[Items from a data source]

PR #90, opened 2015-05-22
refactor(connect): remove side-effecty connect calls

mbroadst:
There were a number of locations where connect was called in the
event that a user had not previously connected. As this is prone
to error, it's being removed in favor forcing users to call connect
explicitly.

### DIFF
--- a/lib/amqp_client.js
+++ b/lib/amqp_client.js
@@ -64,16 +64,9 @@ var EventEmitter = require('events').EventEmitter,
  * instantiation to sending messages.
  *
  * @param {PolicyBase} [policy]     Policy to use for connection, sessions, links, etc.  Defaults to PolicyBase.
- * @param {string} [uri]            If provided, must provide cb.  Will attempt connection, set default queue.
- * @param {function} [cb]           If provided, must provide uri.  Will attempt connection and call cb when established/failed.
  * @constructor
  */
-function AMQPClient(policy, uri, cb) {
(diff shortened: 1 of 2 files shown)


noodlefrenzy:
Can remove:
'''
  // If given full address, pull out target first to avoid leaking credentials in error messages containing linkName.
  var rootUri;
  if (target && target.toLowerCase().lastIndexOf('amqp', 0) === 0) {
    var address = u.parseAddress(target);
    rootUri = address.rootUri;
    target = address.path.substring(1);
  }
'''
from send/receive, since we're no longer allowing them to send/receive without calling connect first.

noodlefrenzy:
Also, just to clarify - the connection code in send/receive is there for four reasons:
1) So users can call send/receive without calling connect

* Exercise aim
Go through the records above and return each line in which the word "policy" occurs.

* The answer
  * @param {PolicyBase} [policy]     Policy to use for connection, sessions, links, etc.  Defaults to PolicyBase.
-function AMQPClient(policy, uri, cb) {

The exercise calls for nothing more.